1. Updated: Land Use Orders of the Director
Order to Regulate Use
Snippet: ..........prohibit mooring boats on shorelines or bottomlands in front of a state park unless registered as a camper......

Hmmm, Can't (moor) anchor to fish in front of state park property without being a camper? Try enforcing that to the sportfishers off Muskegon State Park, Duck Lake State Park, or Ludington State Park.


----------



## lang49 (Aug 1, 2005)

Hamilton Reef said:


> Comment passed on to HR:
> 
> 1. Updated: Land Use Orders of the Director
> Order to Regulate Use
> ...


Maybe I'm confused...does this order seek to prohibit anchoring by non campers off the shore of all state parks, or just South Higgins Lake?


----------



## Hamilton Reef (Jan 20, 2000)

The order could apply to anchoring on all state park underwater properties with enough potential gray area interpretation to give a lawyer a fine time if a fishermen ran into a hardnose ranger. Note the devil's advocate argument here is being passed on to me for posting. 

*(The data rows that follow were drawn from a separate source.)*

Issue #10344, opened 2025-08-29
Optimistically update record after correction


cibelius:
After a record is corrected, we could optimistically update the record details on the frontend to use the new corrected information. Currently it only updates after the request has finished.

See discussion and video in this thread:
https://opencrvsworkspace.slack.com/archives/C07NQAULENB/p1756466194519329?thread_ts=1756461564.267919&cid=C07NQAULENB

SyedaAfrida:
Tech ticket cannot be tested by QA

PR #10485, opened 2025-09-16
Optimistically update record after correction

cibelius:
## Description

Resolves: https://github.com/opencrvs/opencrvs-core/issues/10344
E2e tests: https://github.com/opencrvs/opencrvs-farajaland/pull/1687

* Refactor `updateEventOptimistically()` to a version which now supports the different action types and `status` and `onlyUpdateLocalEventIndex` parameters
  * Means we can remove `addMarkAsNotDuplicateActionOptimistically()`
* Add `onMutate` optimistic update for correction actions

## Checklist


packages/client/src/v2-events/features/events/useEvents/procedures/actions/utils.ts
```diff
@@ -42,71 +50,32 @@ export function updateEventOptimistically<T extends ActionInput>(
       return
     }
 
-    const optimisticEvent: EventDocument = {
+    // Unfortunately I was not able to get the typing correct without casting as ActionDocument
+    // but I think the solution is otherwise neat so let's go with it for now.
```
jamil314, line 54: What about `ActionDocument.safeParse()` ?
That could help us detect any type mismatch early on.

packages/client/src/v2-events/features/events/useEvents/procedures/actions/utils.ts
```diff
@@ -42,71 +50,32 @@ export function updateEventOptimistically<T extends ActionInput>(
       return
     }
 
-    const optimisticEvent: EventDocument = {
+    // Unfortunately I was not able to get the typing correct without casting as ActionDocument
```
rikukissa, line 53: If I remember correctly, that's expected here

packages/client/src/v2-events/features/events/useEvents/procedures/actions/utils.ts
```diff
@@ -42,71 +50,32 @@ export function updateEventOptimistically<T extends ActionInput>(
...
+    const optimisticAction = {
+      ...variables,
+      id: createTemporaryId(),
+      declaration: variables.declaration || {},
+      createdAt: new Date().toISOString(),
+      createdByUserType: 'user' as const,
+      createdBy: '@todo',
+      createdAtLocation: '@todo' as UUID,
+      status,
+      createdByRole: '@todo',
```
jamil314, line 64: Do we have access to logged in user here?

rikukissa (approved):

packages/client/src/v2-events/features/events/useEvents/procedures/actions/utils.ts
cibelius: It's a nice idea, but unfortunately it won't work as is since e.g. the `id` and `createdAtLocation` are not uuids.

Also unfortunately we can't leave those out easily, since we cant do `.merge()` or `.partial()` on the `ActionDocument` schema:


Screenshot 2025-09-17 at 10 22 45
Screenshot 2025-09-17 at 10 22 31

So I will just keep it as is, since it works.

packages/client/src/v2-events/features/events/useEvents/procedures/actions/utils.ts
cibelius: I'm afraid to add it here since I'm not sure if and how it would affect things, and I think for example the deduplication optimistic update is not e2e tested so it could break.

But It's a good idea to keep in mind 👍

I say the real intent here is simply stopping the park gate crashers from bypassing the park entrance and boating up the shoreline for entry by hopping out of the boat.


----------



## multibeard (Mar 3, 2002)

That would make it illegal to anchor in the whole west side of Silver Lake since the whole dunes are part of the state park

There are hundreds of boats beached on the dune shore line in the summer. I wonder where they would put the park permit booth. On a pontoon boat maybe.:lol:


----------



## Hamilton Reef (Jan 20, 2000)

FOR IMMEDIATE RELEASE
Aug. 14, 2007

Contact: Mary Dettloff 517-335-3014

Media Advisory
Natural Resources Commission to Meet Thursday in Lansing

The Michigan Natural Resources Commission will meet on Thursday, Aug. 16, in the Lansing Center located at 333 E. Michigan Ave. in Lansing.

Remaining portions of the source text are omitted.